In einem neuen Gesetzentwurf vom Frühjahr 2017 schreibt das BMEL Maßnahmen zur Vermeidung von Verunreinigungen mit Mineralölen in Lebensmitteln vor. Darin wird eine „Barriereschicht“ gefordert, die einen Übergang der Mineralölrückstände aus Altpapierverpackungen auf darin verpackte Lebensmittel wirksam verhindert. Das können beschichtete Innenbeutel aus Kunststoff und Alufolie sein oder speziell verdichtete Papiere und beschichtete Kartons. Auf diese Barrieren kann der Hersteller nur verzichten, wenn er sicherstellt, dass die Verpackung einen so geringen Gehalt an aromatischen Mineralölen enthält, dass ein Übergang auf das Lebensmittel nicht zu erwarten ist.

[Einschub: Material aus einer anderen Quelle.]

PR #283, opened 2017-05-06
Pushing code around, style guide cleanup, code path consolidation.

brettwooldridge:
@TobiasSQL Sorry for the fairly large change set.  Probably 97% of the code is your original.

Here's what I did, briefly:
 * Minor name changes and style guide formatting
 * Moved ``Sha1HashKey``, ``ParsedSQLCacheItem`` and ``parsedSQLCache`` to ``SQLServerConnection``.  It felt weird having ``SQLServerPreparedStatement.Sha1HashKey`` references in ``SQLServerConnection``, and in ``SQLServerStatement`` (of which ``SQLServerPreparedStatement`` is a subclass).
 * Some collapsing/consolidation of methods

Feels tighter to me.  All tests are passing.  Nice work by the way.

### DIFF
--- a/src/main/java/com/microsoft/sqlserver/jdbc/SQLServerConnection.java
+++ b/src/main/java/com/microsoft/sqlserver/jdbc/SQLServerConnection.java
@@ -217,13 +217,8 @@ public class SQLServerConnection implements ISQLServerConnection {
             return 0 < statementHandle.getHandle();
         }
 
-        int getHandleAndIncrementRefCount() {
-            statementHandle.incrementRefCount();
-            return statementHandle.getHandle();
-        }
-
-        void setHandle(int handle, boolean isDirectSql) {
-            statementHandle.setHandle(handle, isDirectSql);
+        PreparedStatementHandle getPreparedStatementHandle() {
+            return statementHandle;
         }
         
         boolean hasParameterMetadata() {
@@ -236,14 +231,6 @@ public class SQLServerConnection implements ISQLServerConnection {
 
         void setParameterMetadata(SQLServerParameterMetaData metadata) {
             parameterMetadata = metadata;
-        }
-
-        int decrementHandleRefCount() {
-            return statementHandle.decrementRefCount();
-        }
-
-        int getHandleRefCount() {
-            return statementHandle.getRefCount();
         }
     }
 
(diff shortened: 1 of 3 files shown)


TobiasSQL:
Thanks @brettwooldridge! Much appreciated! Will take a look and comment in a day or two when I am back in Seattle :-)

brettwooldridge:
@TobiasSQL No problem.  Given the code-shuffling, it's probably easiest to pull my changes into a local branch and just look at the ``SQLServerConnection`` and ``SQLServerPreparedStatement`` classes directly, and use the diffs as reference.

brettwooldridge:
One of the bigger changes is that reference counting is simplified into two places, ``getHandleAndIncrementRefCount()`` and ``returnCachedPreparedStatementMetadata()``.

TobiasSQL:
Ack!

brettwooldridge:
@TobiasSQL lol.  I don't think I missed any edge cases. There was at least one race condition before, but I can find any now.

TobiasSQL:
Sounds great! As you said, will likely take changes manually through local branch.

brettwooldridge:
The refactored code is almost trivial in its simplicity, if you start from the SQLServerPreparedStatement constructor and follow the various scenarios.  Key points being the constructor, closeInternal(), and onRetValue().

TobiasSQL:
Finished the merge @brettwooldridge, looks great! Very elegant & clean indeed :-) 

Have a few comments/questions that I will post in a bit. Also pushing your merged changes to the metadataCaching branch (may have missed something but tests are passing, I think I got it all).

src/main/java/com/microsoft/sqlserver/jdbc/SQLServerConnection.java
```diff
@@ -5369,8 +5475,9 @@ public void closeDiscardedServerPreparedStatements() {
      * Remove references to outstanding un-prepare requests. Should be run when connection is closed.
      */
     private final void cleanupPreparedStatementDiscardActions() {
+        closeDiscardedServerPreparedStatements();
```
TobiasSQL: There is no need to call close here as all handles will be discarded by the server when the connection is closed.

src/main/java/com/microsoft/sqlserver/jdbc/SQLServerPreparedStatement.java
```diff
@@ -238,26 +155,38 @@ String getClassNameInternal() {
             int nRSConcur,
             SQLServerStatementColumnEncryptionSetting stmtColEncSetting) throws SQLServerException {
         super(conn, nRSType, nRSConcur, stmtColEncSetting);
+
+        if (null == sql) {
```
TobiasSQL: I am wondering if this change may break existing apps. Not sure how but if we don't throw on "null" SQL text today this may create an issue...

src/main/java/com/microsoft/sqlserver/jdbc/SQLServerConnection.java
```diff
@@ -5339,23 +5445,23 @@ static synchronized long getColumnEncryptionKeyCacheTtl() {
...
-            this.getConnectionLogger().finer(this + ": Adding PreparedHandle to queue for un-prepare:" + handle);
+    final void enqueueUnprepareStatementHandle(PreparedStatementHandle statementHandle) {
+        if (loggerExternal.isLoggable(java.util.logging.Level.FINER))
+            loggerExternal.finer(this + ": Adding PreparedHandle to queue for un-prepare:" + statementHandle.getHandle());
 
         // Add the new handle to the discarding queue and find out current # enqueued.
-        this.discardedPreparedStatementHandles.add(new PreparedStatementDiscardItem(handle, directSql));
-        this.discardedPreparedStatementHandleQueueCount.incrementAndGet();
+        discardedPreparedStatementHandles.add(statementHandle);
+        if (0 < discardedPreparedStatementHandleCount.incrementAndGet())
```
TobiasSQL: I noticed when writing the eviction tests that we cannot run the un-prepare batch call while another statement is being prepared so I move this call to handlePreparedStatementDiscardActions to the closePreparedHandle.

src/main/java/com/microsoft/sqlserver/jdbc/SQLServerConnection.java
```diff
@@ -5339,23 +5445,23 @@ static synchronized long getColumnEncryptionKeyCacheTtl() {
...
+            handlePreparedStatementDiscardActions(false);
     }
 
-
     /**
      * Returns the number of currently outstanding prepared statement un-prepare actions.
      * 
      * @return Returns the current value per the description.
      */
-    public int getDiscardedServerPreparedStatementCount() {
```
TobiasSQL: We debated the name of these methods before the last dev release, not sure it makes sense to change this public API now.

src/main/java/com/microsoft/sqlserver/jdbc/SQLServerPreparedStatement.java
TobiasSQL: Never mind, this is better and will not break apps :-)

PR #287, opened 2017-05-12
Fixed possible resource leak

pierresouchay:


v-afrafi:
Thanks for the fix @pierresouchay and quick response!

PR #291, opened 2017-05-12
Cleaner and tighter.

brettwooldridge:
I did rename one or two public methods, but AFAIK they are all still pre-release, so now is the time to get them right.

I tested performance between the before/after and find no difference. I did add a multi-threaded test to try to detect any race conditions (haven't found any in a few hundred runs), and it can also serve as a decent quick test balloon on performance because it is designed to generate maximum contentention.

### DIFF
--- a/src/main/java/com/microsoft/sqlserver/jdbc/SQLServerConnection.java
+++ b/src/main/java/com/microsoft/sqlserver/jdbc/SQLServerConnection.java
@@ -158,20 +158,20 @@ public class SQLServerConnection implements ISQLServerConnection {
     }
 
      /** Get prepared statement cache entry if exists, if not parse and create a new one */
-     static ParsedSQLCacheItem getOrCreateCachedParsedSQL(CityHash128Key key, String sql) throws SQLServerException {
-         ParsedSQLCacheItem cacheItem = parsedSQLCache.get(key);
-         if (null == cacheItem) {
-             JDBCSyntaxTranslator translator = new JDBCSyntaxTranslator();
- 
-             String parsedSql = translator.translate(sql);
-             String procName = translator.getProcedureName(); // may return null        
-             boolean returnValueSyntax = translator.hasReturnValueSyntax();
-             int paramCount = countParams(parsedSql);
- 
-             cacheItem = new ParsedSQLCacheItem(parsedSql, paramCount, procName, returnValueSyntax);
-             parsedSQLCache.putIfAbsent(key, cacheItem);
-         }
- 
+     static ParsedSQLCacheItem getCachedParsedSQL(CityHash128Key key, String sql) {
+         return parsedSQLCache.get(key);
+     }
+
+     static ParsedSQLCacheItem parseAndCacheSQL(CityHash128Key key, String sql) throws SQLServerException {
+         JDBCSyntaxTranslator translator = new JDBCSyntaxTranslator();
+         
+         String parsedSql = translator.translate(sql);
+         String procName = translator.getProcedureName(); // may return null        
+         boolean returnValueSyntax = translator.hasReturnValueSyntax();
+         int paramCount = countParams(parsedSql);
+
+         ParsedSQLCacheItem cacheItem = new ParsedSQLCacheItem(parsedSql, paramCount, procName, returnValueSyntax);
+         parsedSQLCache.putIfAbsent(key, cacheItem);
          return cacheItem;
      }
  
--- a/src/main/java/com/microsoft/sqlserver/jdbc/SQLServerConnection.java
+++ b/src/main/java/com/microsoft/sqlserver/jdbc/SQLServerConnection.java
@@ -36,18 +36,21 @@ import java.sql.Savepoint;
 import java.sql.Statement;
 import java.sql.Struct;
 import java.text.MessageFormat;
+import java.util.ArrayList;
 import java.util.Arrays;
 import java.util.Enumeration;
 import java.util.HashMap;
+import java.util.Iterator;
 import java.util.List;
 import java.util.Locale;
 import java.util.Map;
 import java.util.Properties;
 import java.util.UUID;
+import java.util.concurrent.ConcurrentHashMap;
 import java.util.concurrent.Executor;
 import java.util.concurrent.TimeUnit;
+import java.util.concurrent.atomic.AtomicBoolean;
 import java.util.concurrent.atomic.AtomicInteger;
-import java.util.concurrent.ConcurrentLinkedQueue;
 import java.util.logging.Level;
 
 import javax.sql.XAConnection;
@@ -102,9 +105,9 @@ public class SQLServerConnection implements ISQLServerConnection {
     static private Boolean defaultEnablePrepareOnFirstPreparedStatementCall = null; // Current default for new connections
     private Boolean enablePrepareOnFirstPreparedStatementCall = null; // Current limit for this particular connection.
 
-    // Handle the actual queue of discarded prepared statements.
-    private ConcurrentLinkedQueue<PreparedStatementHandle> discardedPreparedStatementHandles = new ConcurrentLinkedQueue<PreparedStatementHandle>();
-    private AtomicInteger discardedPreparedStatementHandleCount = new AtomicInteger(0);
+    // A map of SQL text hash keys to session-shared prepared statement handles
+    private ConcurrentHashMap<CityHash128Key, PreparedStatementHandle> preparedStatementHandleMap = new ConcurrentHashMap<>();
+    private AtomicBoolean isUnprepareInProgress = new AtomicBoolean();
 
     private boolean fedAuthRequiredByUser = false;
     private boolean fedAuthRequiredPreLoginResponse = false;
@@ -119,32 +122,26 @@ public class SQLServerConnection implements ISQLServerConnection {
 
     private SqlFedAuthToken fedAuthToken = null;
 
-    static class Sha1HashKey {
-        private byte[] bytes;
+    static class CityHash128Key {
+        private long[] segments;
+        private int hashCode;
 
-        Sha1HashKey(String s) {
-            bytes = getSha1Digest().digest(s.getBytes());
+        CityHash128Key(String s) {
+            segments = CityHash.cityHash128(s.getBytes(), 0, s.length());
         }
 
         public boolean equals(Object obj) {
-            if (!(obj instanceof Sha1HashKey))
+            if (!(obj instanceof CityHash128Key))
                 return false;
 
-            return java.util.Arrays.equals(bytes, ((Sha1HashKey)obj).bytes);
+            return java.util.Arrays.equals(segments, ((CityHash128Key)obj).segments);
         }
 
         public int hashCode() {
-            return java.util.Arrays.hashCode(bytes);
-        }
-
-        private java.security.MessageDigest getSha1Digest() {
-            try {
-                return java.security.MessageDigest.getInstance("SHA-1");
+            if (0 == hashCode) {
+                hashCode = java.util.Arrays.hashCode(segments); 
             }
-            catch (final java.security.NoSuchAlgorithmException e) {
-                // This is not theoretically possible, but we're forced to catch it anyway
-                throw new RuntimeException(e);
-            }
+            return hashCode;
         }
     }
 
@@ -152,16 +149,16 @@ public class SQLServerConnection implements ISQLServerConnection {
     static final private int PARSED_SQL_CACHE_SIZE = 100;
 
     /** Cache of parsed SQL meta data */
-    static private ConcurrentLinkedHashMap<Sha1HashKey, ParsedSQLCacheItem> parsedSQLCache;
+    static private ConcurrentLinkedHashMap<CityHash128Key, ParsedSQLCacheItem> parsedSQLCache;
 
     static {
-        parsedSQLCache = new Builder<Sha1HashKey, ParsedSQLCacheItem>()
+        parsedSQLCache = new Builder<CityHash128Key, ParsedSQLCacheItem>()
 	        .maximumWeightedCapacity(PARSED_SQL_CACHE_SIZE)
             .build();
     }
 
      /** Get prepared statement cache entry if exists, if not parse and create a new one */
-     static ParsedSQLCacheItem getOrCreateCachedParsedSQLMetadata(Sha1HashKey key, String sql) throws SQLServerException {
+     static ParsedSQLCacheItem getOrCreateCachedParsedSQL(CityHash128Key key, String sql) throws SQLServerException {
          ParsedSQLCacheItem cacheItem = parsedSQLCache.get(key);
          if (null == cacheItem) {
              JDBCSyntaxTranslator translator = new JDBCSyntaxTranslator();
@@ -199,38 +196,24 @@ public class SQLServerConnection implements ISQLServerConnection {
     /**
      * Used to keep track of an individual handle ready for un-prepare.
      */
-    final class PreparedStatementCacheItem {
-        private final PreparedStatementHandle statementHandle = new PreparedStatementHandle();
-        private volatile SQLServerParameterMetaData parameterMetadata;
-        private volatile boolean hasExecutedSpExecuteSql;
-        volatile boolean evictedFromCache;
+    final class PreparedStatementMetadata {
+        private final SQLServerParameterMetaData parameterMetadata;
+        private final CityHash128Key hashKey;
 
-        boolean hasExecutedSpExecuteSql() {
-            return hasExecutedSpExecuteSql;
-        }
+        PreparedStatementMetadata(CityHash128Key hashKey, SQLServerParameterMetaData parameterMetadata) {
+            this.hashKey = hashKey;
+            this.parameterMetadata = parameterMetadata;
 
-        void setHasExecutedSpExecuteSql(boolean hasExecutedSpExecuteSql) {
-            this.hasExecutedSpExecuteSql = hasExecutedSpExecuteSql;
-        }
-
-        boolean hasHandle() {
-            return 0 < statementHandle.getHandle();
-        }
-
-        PreparedStatementHandle getPreparedStatementHandle() {
-            return statementHandle;
-        }
-        
-        boolean hasParameterMetadata() {
-            return null != this.parameterMetadata;
+            // keep the statement handle alive for the life of the prepared statement metadata
+            borrowStatementHandle(hashKey);
         }
 
         SQLServerParameterMetaData getParameterMetadata() {
             return parameterMetadata;
         }
 
-        void setParameterMetadata(SQLServerParameterMetaData metadata) {
-            parameterMetadata = metadata;
+        void releaseStatementHandle() {
+            returnStatementHandle(hashKey);
         }
     }
 
@@ -238,7 +221,7 @@ public class SQLServerConnection implements ISQLServerConnection {
     private int statementPoolingCacheSize = 10;
 
     /** Cache of prepared statement handles */
-    private ConcurrentLinkedHashMap<Sha1HashKey, PreparedStatementCacheItem> preparedStatementCache;
+    private ConcurrentLinkedHashMap<CityHash128Key, PreparedStatementMetadata> preparedStatementMetadataCache;
 
     SqlFedAuthToken getAuthenticationResult() {
         return fedAuthToken;
@@ -340,13 +323,8 @@ public class SQLServerConnection implements ISQLServerConnection {
     
     private static final String SET_NETWORK_TIMEOUT_PERM = "setNetworkTimeout";
 
-    private boolean sendStringParametersAsUnicode = SQLServerDriverBooleanProperty.SEND_STRING_PARAMETERS_AS_UNICODE.getDefaultValue();        // see
-                                                                                                                                               // connection
-                                                                                                                                               // properties
-                                                                                                                                               // doc
-                                                                                                                                               // (default
-                                                                                                                                               // is
-                                                                                                                                               // false).
+    // see connection properties doc (default is false).
+    private boolean sendStringParametersAsUnicode = SQLServerDriverBooleanProperty.SEND_STRING_PARAMETERS_AS_UNICODE.getDefaultValue();
 
     boolean sendStringParametersAsUnicode() {
         return sendStringParametersAsUnicode;
@@ -845,14 +823,6 @@ public class SQLServerConnection implements ISQLServerConnection {
             connectionlogger.severe(message);
             throw new UnsupportedOperationException(message);
         }
-
-        // Caching turned off?
-        if (isStatementPoolingEnabled()) {
-            preparedStatementCache = new Builder<Sha1HashKey, PreparedStatementCacheItem>()
-                                        .maximumWeightedCapacity(getStatementPoolingCacheSize())
-                                        .listener(new PreparedStatementCacheEvictionListener())
-                                        .build();
-        }
     }
 
     void setFailoverPartnerServerProvided(String partner) {
@@ -894,7 +864,7 @@ public class SQLServerConnection implements ISQLServerConnection {
         return connectionlogger;
     }
 
-    String getClassNameLogging() {
+    final String getClassNameLogging() {
         return loggingClassName;
     }
 
@@ -1653,6 +1623,18 @@ public class SQLServerConnection implements ISQLServerConnection {
             String mirror = null;
             if (null == fo)
                 mirror = failOverPartnerPropertyValue;
+
+            // Caching turned off?
+            if (0 < statementPoolingCacheSize && null == preparedStatementMetadataCache) {
+                preparedStatementMetadataCache = new Builder<CityHash128Key, PreparedStatementMetadata>()
+                                            .maximumWeightedCapacity(getStatementPoolingCacheSize())
+                                            .listener(new EvictionListener<CityHash128Key, PreparedStatementMetadata>() {
+                                                public void onEviction(CityHash128Key key, PreparedStatementMetadata statementMetadata) {
+                                                    statementMetadata.releaseStatementHandle();
+                                                }
+                                            })
+                                            .build();
+            }
 
             long startTime = System.currentTimeMillis();
             login(activeConnectionProperties.getProperty(serverNameProperty), instanceValue, nPort, mirror, fo, loginTimeoutSeconds, startTime);
@@ -2847,11 +2829,11 @@ public class SQLServerConnection implements ISQLServerConnection {
         }
 
         // Invalidate statement cache.
-        if(null != this.preparedStatementCache)
-            this.preparedStatementCache.clear();
+        if(null != this.preparedStatementMetadataCache)
+            this.preparedStatementMetadataCache.clear();
 
         // Clean-up queue etc. related to batching of prepared statement discard actions (sp_unprepare).
-        cleanupPreparedStatementDiscardActions();
+        clearPreparedStatementHandles();
 
         loggerExternal.exiting(getClassNameLogging(), "close");
     }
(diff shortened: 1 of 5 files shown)


brettwooldridge:
@TobiasSQL Again, possibly best viewed by just pulling my branch local (note it is ``metadataCaching2`` not ``metadataCaching``) and using the diffs here as a guide.

brettwooldridge:
@TobiasSQL Sorry I need poking at this, squashing and pushing tweaks.  I'll resolve the above conflicts that have surfaced.

I have separate change set I'm working on, built on top of these changes, that are showing 3-10x improvements in transactions per second across the board (both prepared statements and regular statements).  Rather than continually piling on the ``metadataCaching`` branch, I'll hold those until the branch is merged into the mainline.

brettwooldridge:
Rebased.  All tests passing.  Feel free to ask about any particular change.

brettwooldridge:
In summary...

Observation: The prepared statement handle cache and prepared metadata cache are largely orthogonal.  For example, the handle cache can be enabled, but the metadata cache disabled, and vise-versa.

 * If we ignore the metadata cache (assume disabled), the handle is borrowed in the ``SQLServerPreparedStatement`` constructor, and released in ``closeInternal()`` (as before).
 * When the metadata cache is enabled, the metadata cache acts as an additional client -- equivalent to a user prepared statement -- and borrows the statement handle when the metadata cache entry is created, and releases it when the cache entry is evicted.
 * Treating the cache a just another client simplifies the state management.  Because of the symmetry in acquisition/release it is not possible for the reference count to "over reference" or "under reference" the statement handle.

Running multi-threaded [oltpbenchmark](https://github.com/oltpbenchmark/oltpbench) harness's JPAB benchmark with ~75,000 transactions and eight clients under the profiler also showed 0 thread contentions on any of the cache collections (handle or metadata).

```
02:27:26,097 (DBWorkload.java:801) INFO  - ======================================================================
02:27:26,097 (DBWorkload.java:802) INFO  - Rate limited reqs/s: Results(nanoSeconds=40000512846, measuredRequests=76630) = 1915.7254381967982 requests/sec
02:27:26,099 (DBWorkload.java:675) INFO  - Output Raw data into file: results/jpab-newer.32.csv
02:27:26,742 (DBWorkload.java:709) INFO  - Output into file: results/jpab-newer.32.res
02:27:26,742 (DBWorkload.java:712) INFO  - Grouped into Buckets of 5 seconds
02:27:26,788 (DBWorkload.java:613) INFO  - ======================================================================
02:27:26,788 (DBWorkload.java:614) INFO  - Workload Histograms:
Completed Transactions:
Persist/01           [ 3792] *****
Retrieve/02          [53728] ********************************************************************************
Update/03            [15246] **********************
Delete/04            [ 3872] *****
```

TobiasSQL:
Thanks a ton @brettwooldridge! 

I have started going through this and merging with changes I have been working on, posting comments as I go :-)

ajlam:
@brettwooldridge, thanks a lot for your help in improving the performance of our JDBC driver! We are currently working on stabilizing the code to prepare for our next release. This includes running a bunch of automated tests in our test framework, which we haven't managed to put on GitHub yet. I've told @TobiasSQL that we need to merge these metadata caching changes ASAP to start stabilizing. Him and I agree that we should take your updated API names. @TobiasSQL is working on merging changes from your branch, and will continue to take more after stabilizing. 

Please let us know if there's anything, especially related to public API names, that you strongly feel we should get into the next release. 

Again, thank you so much for your help thus far. We really appreciate your time! 😄 

- Andrea

brettwooldridge:
@ajlam @TobiasSQL Thanks to everyone for moving the driver forward, and huge kudos to Microsoft for open sourcing the driver in the first place!

I don't envision any changes to the public API.  I *am* working on a set of caching improvements based on some profiling runs that I think will provide a large performance increase, particularly for patterns employed by ORM frameworks.  I don't have a solid completion date, but possibly within the week.

TobiasSQL:
Thanks @brettwooldridge, I just finished a push into metadataCaching fixing some issues found by tests in our old infrastructure (related to cursors). Also cleaned up public APIs a bit, would be great if you take a peek at those (especially related to "discard actions/unprepare") so we can make any changes before the next public release. As @ajlam mentioned, once we have things stabilized for the release we should continue the optimizations, hopefully we can then just take your PRs directly :-)

brettwooldridge:
Some comparables of current progress

Using the v6.1.6-preview driver:
```
04:16:06,153 (DBWorkload.java:801) INFO  - ======================================================================
04:16:06,154 (DBWorkload.java:802) INFO  - Rate limited reqs/s: Results(nanoSeconds=40001173473, measuredRequests=80252) = 2006.2411432546726 requests/sec
04:16:06,157 (DBWorkload.java:675) INFO  - Output Raw data into file: results/jpab-newer.53.csv
04:16:06,844 (DBWorkload.java:709) INFO  - Output into file: results/jpab-newer.53.res
04:16:06,844 (DBWorkload.java:712) INFO  - Grouped into Buckets of 5 seconds
04:16:06,900 (DBWorkload.java:613) INFO  - ======================================================================
04:16:06,900 (DBWorkload.java:614) INFO  - Workload Histograms:
Completed Transactions:
Persist/01           [ 4121] *****
Retrieve/02          [63980] ********************************************************************************
Update/03            [ 8090] **********
Delete/04            [ 4071] *****
```

From my ``speedify`` branch, consisting of the ``metadataCache2`` branch plus ongoing work...
```
04:10:18,202 (DBWorkload.java:801) INFO  - ======================================================================
04:10:18,202 (DBWorkload.java:802) INFO  - Rate limited reqs/s: Results(nanoSeconds=40000398344, measuredRequests=92646) = 2316.126934618309 requests/sec
04:10:18,205 (DBWorkload.java:675) INFO  - Output Raw data into file: results/jpab-newer.52.csv
04:10:19,005 (DBWorkload.java:709) INFO  - Output into file: results/jpab-newer.52.res
04:10:19,005 (DBWorkload.java:712) INFO  - Grouped into Buckets of 5 seconds
04:10:19,081 (DBWorkload.java:613) INFO  - ======================================================================
04:10:19,082 (DBWorkload.java:614) INFO  - Workload Histograms:
Completed Transactions:
Persist/01           [ 4750] *****
Retrieve/02          [74045] ********************************************************************************
Update/03            [ 9246] *********
Delete/04            [ 4615] ****
```
More work to do ... the big wins (eg. ResultSet metadata caching) aren't in there yet.

src/main/java/com/microsoft/sqlserver/jdbc/SQLServerConnection.java
```diff
@@ -119,49 +122,43 @@
 
     private SqlFedAuthToken fedAuthToken = null;
 
-    static class Sha1HashKey {
-        private byte[] bytes;
+    static class CityHash128Key {
```
brettwooldridge: Simply performance.  On a local benchmark I measured, for 100,000 hashes:

SHA1 Hash Total ns: 124926909 (~125ms)

CityHashCrc128 Total ns: 23457110 (~23.5ms)

CitiHash128 passes the [smhasher](https://github.com/rurban/smhasher/blob/master/doc/City128) with no collisions, which is what we're really after as much as performance.

src/main/java/com/microsoft/sqlserver/jdbc/SQLServerConnection.java
```diff
@@ -119,49 +122,43 @@
...
     static {
-        parsedSQLCache = new Builder<Sha1HashKey, ParsedSQLCacheItem>()
+        parsedSQLCache = new Builder<CityHash128Key, ParsedSQLCacheItem>()
 	        .maximumWeightedCapacity(PARSED_SQL_CACHE_SIZE)
             .build();
     }
 
      /** Get prepared statement cache entry if exists, if not parse and create a new one */
-     static ParsedSQLCacheItem getOrCreateCachedParsedSQLMetadata(Sha1HashKey key, String sql) throws SQLServerException {
+     static ParsedSQLCacheItem getOrCreateCachedParsedSQL(CityHash128Key key, String sql) throws SQLServerException {
```
brettwooldridge: @TobiasSQL I disagree here.  "Metadata" in the JDBC sense is typically either database metadata (``Connection.getMetaData()``), column metadata (``PreparedStatement.getParameterMetaData()``), or result metadata (``ResultSet.getMetaData()``).  In this case, the cache is simply the pre-processed SQL text of the statement, without respect to type information.

src/main/java/com/microsoft/sqlserver/jdbc/SQLServerConnection.java
```diff
@@ -199,46 +196,32 @@ private static int countParams(String sql) {
...
+            returnStatementHandle(hashKey);
         }
     }
 
     /** Size of the  prepared statement handle cache */
     private int statementPoolingCacheSize = 10;
 
     /** Cache of prepared statement handles */
-    private ConcurrentLinkedHashMap<Sha1HashKey, PreparedStatementCacheItem> preparedStatementCache;
+    private ConcurrentLinkedHashMap<CityHash128Key, PreparedStatementMetadata> preparedStatementMetadataCache;
```
brettwooldridge: I keep going back and forth on this.  In general, is a Good Idea<sup>tm</sup> to set them in lock-step in terms of size, but abstractly there is no implementation reason to couple them.  I'm fine with snipping the thread between them -- only two places to cut.

src/main/java/com/microsoft/sqlserver/jdbc/SQLServerConnection.java
```diff
@@ -5384,81 +5366,73 @@ static synchronized long getColumnEncryptionKeyCacheTtl() {
...
         public boolean isDirectSql() {
             return isDirectSql;
         }
 
-        public boolean killHandle() {
-            if(!hasHandle())
-                return false;
-            else
-                return handleRefCount.compareAndSet(0, -999);
+        public int getRefCount() {
```
brettwooldridge: WIthing giving it too much thought, that seems reasonable.

src/main/java/com/microsoft/sqlserver/jdbc/SQLServerConnection.java
```diff
@@ -5619,56 +5598,75 @@ public void setServerPreparedStatementDiscardThreshold(int value) {
...
+    final void unprepareUnreferencedPreparedStatementHandles(boolean force) {
+        // Skip out if session is unavailable to adhere to previous non-batched behavior
+        if (isSessionUnAvailable())
             return;
 
+        // Skip out if we are not forced and:
+        //   * another thread is already doing the work of un-preparing, OR
+        //   * number of handles in the map have not crossed the threshold (optimization)
         final int threshold = getServerPreparedStatementDiscardThreshold();
+        if (!force && (isUnprepareInProgress.get() || threshold >= preparedStatementHandleMap.size()))
```
brettwooldridge: @TobiasSQL The only issue with a queue is that a handle is either in or out.  I'm not sure how the semantics work in that case.  In theory, a handle that reaches refcount 0 is reclaimable, but that is the case immediately after a statement is executed.  Before, the tie to the metadata cache, and the eviction, artifically kept handles alive.  But if that relationship is severed, as discussed above, claiming handles as soon as they reach refcount 0 seems inefficient.

In the case of the concurrent collection, a handle that as reached refcount 0 always has the possibility of being "rescued" by a new statement execution -- but only because it remains in the live collection.  In the case of a true unprepare queue, once a handle is enqueued, its fate is sealed.

Now, maybe something like an eviction-based collection, dedicated to handles (separate from the metadata) *could* work, if the behavior is LRU in nature...

Thoughts?

src/main/java/com/microsoft/sqlserver/jdbc/SQLServerPreparedStatement.java
```diff
@@ -165,31 +167,24 @@ String getClassNameInternal() {
...
-            }
-        }
+        procedureName = parsedSql.procedureName;
+        bReturnValueSyntax = parsedSql.bReturnValueSyntax;
+        userSQL = parsedSql.processedSQL;
+        initParams(parsedSql.parameterCount);
+
+        // Attempt to borrow the statement handle, if statement handle caching is enabled, this will be 0 if not.
+        prepStmtHandle = connection.borrowStatementHandle(cacheKey);
+        if (0 < prepStmtHandle)
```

Ob Esterverbindungen, Transfettsäuren oder Mineralöle: Bei allen diesen Schadstoffen wird klar, dass vor allem die industrielle Verarbeitung oder Verpackung die Ursache der Belastungen sind. Am besten geschützt ist, wer kaltgepresste, native Speiseöle bevorzugt und industriell gefertigte Produkte meidet, die mit raffinierten Ölen und Fetten hergestellt wurden.